§ What this task involves: Your response should consist solely of the lines from the one containing "More enum refactoring" through the end of the data, copied exactly.

__________

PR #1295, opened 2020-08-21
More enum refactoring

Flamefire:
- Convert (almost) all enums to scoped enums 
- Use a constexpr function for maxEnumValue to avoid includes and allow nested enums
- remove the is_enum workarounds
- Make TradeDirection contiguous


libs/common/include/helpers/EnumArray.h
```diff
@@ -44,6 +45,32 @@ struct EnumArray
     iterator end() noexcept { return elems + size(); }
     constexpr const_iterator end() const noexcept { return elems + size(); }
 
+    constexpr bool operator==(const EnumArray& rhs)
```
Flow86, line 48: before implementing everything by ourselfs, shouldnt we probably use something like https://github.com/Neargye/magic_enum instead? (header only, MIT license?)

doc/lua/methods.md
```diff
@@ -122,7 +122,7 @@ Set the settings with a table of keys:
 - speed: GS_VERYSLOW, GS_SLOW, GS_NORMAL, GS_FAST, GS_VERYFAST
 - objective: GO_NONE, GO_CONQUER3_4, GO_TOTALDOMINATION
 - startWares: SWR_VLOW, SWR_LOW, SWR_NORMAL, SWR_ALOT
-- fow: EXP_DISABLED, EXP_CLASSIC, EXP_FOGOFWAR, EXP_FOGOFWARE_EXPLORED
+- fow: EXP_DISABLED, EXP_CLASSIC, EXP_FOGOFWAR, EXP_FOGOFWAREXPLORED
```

__________

§ Answer to the problem:
More enum refactoring

Flamefire:
- Convert (almost) all enums to scoped enums 
- Use a constexpr function for maxEnumValue to avoid includes and allow nested enums
- remove the is_enum workarounds
- Make TradeDirection contiguous


libs/common/include/helpers/EnumArray.h
```diff
@@ -44,6 +45,32 @@ struct EnumArray
     iterator end() noexcept { return elems + size(); }
     constexpr const_iterator end() const noexcept { return elems + size(); }
 
+    constexpr bool operator==(const EnumArray& rhs)
```
Flow86, line 48: before implementing everything by ourselfs, shouldnt we probably use something like https://github.com/Neargye/magic_enum instead? (header only, MIT license?)

doc/lua/methods.md
```diff
@@ -122,7 +122,7 @@ Set the settings with a table of keys:
 - speed: GS_VERYSLOW, GS_SLOW, GS_NORMAL, GS_FAST, GS_VERYFAST
 - objective: GO_NONE, GO_CONQUER3_4, GO_TOTALDOMINATION
 - startWares: SWR_VLOW, SWR_LOW, SWR_NORMAL, SWR_ALOT
-- fow: EXP_DISABLED, EXP_CLASSIC, EXP_FOGOFWAR, EXP_FOGOFWARE_EXPLORED
+- fow: EXP_DISABLED, EXP_CLASSIC, EXP_FOGOFWAR, EXP_FOGOFWAREXPLORED
```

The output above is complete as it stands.